[WHAT TO WORK ON] Transcribe the listing from its top line through the line with "dunglas: I think". Keep it exact, both ends included, and add nothing.
======== DATA EXTRACT ========
PR #344, opened 2017-11-16
Fix the ApiNormalizer decorator

meyerbaptiste:


core/serialization.md
```diff
@@ -417,19 +417,23 @@ services:
...
 use Symfony\Component\Serializer\Normalizer\NormalizerInterface;
 
-final class ApiNormalizer extends AbstractItemNormalizer
+final class ApiNormalizer implements NormalizerInterface, DenormalizerInterface
 {
     private $decorated;
 
     public function __construct(NormalizerInterface $decorated)
     {
+        if (!$decorated instanceof DenormalizerInterface) {
```
acidline: Is not "NormalizerInterface" instead of "DenormalizerInterface" ?

dunglas: I think he wants to be sure that the current class implement both interfaces. We're sure it's a `NormalizerInterface` instance because of the typehint.

dunglas:
Thanks @meyerbaptiste

core/serialization.md
acidline: That's right. Thank's for the explication.

PR #634, opened 2018-10-28
add @ORM\Table(name="fos_user") to user entity

NMathar:
this is to not use the default protected word User for an sql table https://symfony.com/doc/master/bundles/FOSUserBundle/index.html#a-doctrine-orm-user-class


dunglas:
Good catch, thanks!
========
[OUTPUT OF THE TASK]
PR #344, opened 2017-11-16
Fix the ApiNormalizer decorator

meyerbaptiste:


core/serialization.md
```diff
@@ -417,19 +417,23 @@ services:
...
 use Symfony\Component\Serializer\Normalizer\NormalizerInterface;
 
-final class ApiNormalizer extends AbstractItemNormalizer
+final class ApiNormalizer implements NormalizerInterface, DenormalizerInterface
 {
     private $decorated;
 
     public function __construct(NormalizerInterface $decorated)
     {
+        if (!$decorated instanceof DenormalizerInterface) {
```
acidline: Is not "NormalizerInterface" instead of "DenormalizerInterface" ?

dunglas: I think he wants to be sure that the current class implement both interfaces. We're sure it's a `NormalizerInterface` instance because of the typehint.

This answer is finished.